Regarding the purpose of his upcoming Chinese mission, the Governor did not return the call made to his office by The New American, but his Press Secretary, Jon Hanian, has made his boss’s intentions very clear. “The Governor is a staunch advocate of growing our business relationships with all of our current international trading partners and in cultivating relationships with new ones,” Hanian said. “That is one of the ways we create more jobs in Idaho.”

The Director of the Idaho Department of Commerce, Jeff Sayer, echoes Hanian’s sentiments. “Increasing international exports and attracting investment capital remain top priorities for the Department of Commerce,” he said. “Each of these steps are critical strategies to advance Idaho’s economy to $60 billion.”

As reported above, the Governor is so committed to courting communists that he is ignoring the express wishes of his own party that he “cease further foreign-based corporate development of a ‘Free Trade Zone’ and approximately 60,000 acres in Idaho.”

In response to the resolution, Otter chided his constituency for their naiveté, observing, "Given what they’re reading, they are rightfully concerned. But what they are reading is in some cases nonsense.”

Some of that “nonsense” was an article written last year by this reporter exposing Otter’s questionable dealings with China.

“Nobody is a stronger, more consistent defender of our Idaho sovereignty than me, from all threats, whether it’s a foreign influence or a federal agency here at home,” Otter continued.

Despite the Governor’s reassurances of his patriotism, some state Republican lawmakers are not persuaded. “People are still concerned about the China issue,” said State Senator Sheryl Nuxoll (R- Cottonwood). Senator Nuxoll prefers that Idaho accept no investment by Chinese companies in her state. “They do not share the same principles and values we do,” she explained.

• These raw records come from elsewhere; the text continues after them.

PR #1407, opened 2023-06-14
Add XcodeBuildToolPlugin and Directories support to SPM Plugin

denil-ct:
## Overview
This PR adds support for XcodeBuildToolPlugin and directory support to the SPM plugin. 

## Motivation

The motivation for adding XcodeBuildToolPlugin support is to enable the SPM plugin to be added to the Xcode `Run Build Tool Plugins` build phase. This will allow users to generate Swift code from proto files automatically when building their projects. The XcodeBuildToolPlugin protocol defines the interface and behavior for plugins that can be invoked by Xcode during the build process.

The motivation for adding directory support is to simplify the usage of the SPM plugin when there are multiple proto files in a directory or sub-directories. Instead of listing each proto file individually in the JSON configuration, users can specify a directory path and the plugin will recursively find all the proto files in that directory and its sub-directories. This will reduce the verbosity and complexity of the JSON configuration.

## Example JSON usage

To use the directory support, users need to add a new key called `protoDirectories` in their JSON configuration. This can be added along with the existing `protoFiles` key. The value of `protoDirectories` should be an array of strings, each representing a directory path that contains proto files. Also, take care that the directories don't have a trailing `/`.
For example:

```json
{
    "invocations": [
        {
            "protoDirectories": [
                "ProtoFiles/Feature1"
            ],
            "protoFiles": [
                "ProtoFiles/Feature2/feature.proto"
            ],
            "visibility": "internal"
        }
    ]
}
```

The plugin will find all the proto files in `ProtoFiles/Feature1` and their sub-directories, and add them to the list of input files along with `ProtoFiles/Feature2/feature.proto`. Users can also give an empty string to the directories key which will be equivalent to getting all the proto files in the target root directory and its sub-directories.

There are also three additional errors added
```swift
/// Indicates that the input directory had a trailing `/`.
case invalidDirectoryFormat
/// Indicates that there was no configuration file at the required location.
case noConfigFound
/// Indicates that there was no file or directory mentioned in the json.
case noProtoSourceFound
```

### DIFF
--- a/Plugins/SwiftProtobufPlugin/plugin.swift
+++ b/Plugins/SwiftProtobufPlugin/plugin.swift
@@ -2,13 +2,19 @@ import Foundation
 import PackagePlugin
 
 @main
-struct SwiftProtobufPlugin: BuildToolPlugin {
+struct SwiftProtobufPlugin {
     /// Errors thrown by the `SwiftProtobufPlugin`
     enum PluginError: Error {
         /// Indicates that the target where the plugin was applied to was not `SourceModuleTarget`.
         case invalidTarget
         /// Indicates that the file extension of an input file was not `.proto`.
         case invalidInputFileExtension
+        /// Indicates that the input directory had a trailing `/`.
+        case invalidDirectoryFormat
+        /// Indicates that there was no configuration file at the required location.
+        case noConfigFound
+        /// Indicates that there was no file or directory mentioned in the json.
+        case noProtoSourceFound
     }
 
     /// The configuration of the plugin.
@@ -57,7 +63,9 @@ struct SwiftProtobufPlugin: BuildToolPlugin {
             }
 
             /// An array of paths to `.proto` files for this invocation.
-            var protoFiles: [String]
+            var protoFiles: [String]?
+            /// An array of directories that contains `.proto` files for this invocation.
+            var protoDirectories: [String]?
             /// The visibility of the generated files.
             var visibility: Visibility?
             /// The file naming strategy to use.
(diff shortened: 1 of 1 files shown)


denil-ct:
@FranzBusch could you take a look at this, please?

Plugins/SwiftProtobufPlugin/plugin.swift
```diff
@@ -189,15 +228,101 @@ struct SwiftProtobufPlugin: BuildToolPlugin {
...
+    ///   - parent: The parent directory of the path.
+    /// - Returns: An array of proto files from the directory and all its subdirectories.
+    private func getProtoFiles(
+        from path: String,
+        in parent: String
+    ) throws -> [String] {
+        let url = URL(fileURLWithPath: parent.appending("/\(path)"))
+        var files = [String]()
+        if url.hasDirectoryPath {
+            if let enumerator = FileManager.default.enumerator(
```
FranzBusch, line 245: This part here is where it gets a bit tricky. SPM does have an internal path and file management implementation that works across different OS's. I would rather we add globbing support to SPM than to reinvent the wheel here.

denil-ct:
Ah I see, makes sense. I was also conflicted on adding it in the plugin, but since we had many proto files adding them individually to the JSON is a pain, hence helplessly added it.

Will split it up and continue on their individual threads.

FranzBusch:
If you want to add the directory support, I would encourage you to look into adding globbing support on the SPM side. That would be a great contribution and help any SPM plugin.

denil-ct:
Sure, that sounds interesting. However as a stopgap solution can we add something similar to this?
Initially I used a bash find process to get globbing support, but then switched over to using FileManager and added a new property on the json.

denil-ct:
Cool, I'll close this PR and open a new one for the `XcodeBuildToolPlugin` alone.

According to those supporting Otter’s latest mission to China, on this latest mission to China the Governor is “selling groceries,” something that comes easily to the former international executive for J.R. Simplot Company, a frozen food processing firm based in Boise.

Critics of the plan hope that this time, for the sake of the citizens of Idaho, Governor Otter really is selling the Chinese groceries rather than green cards.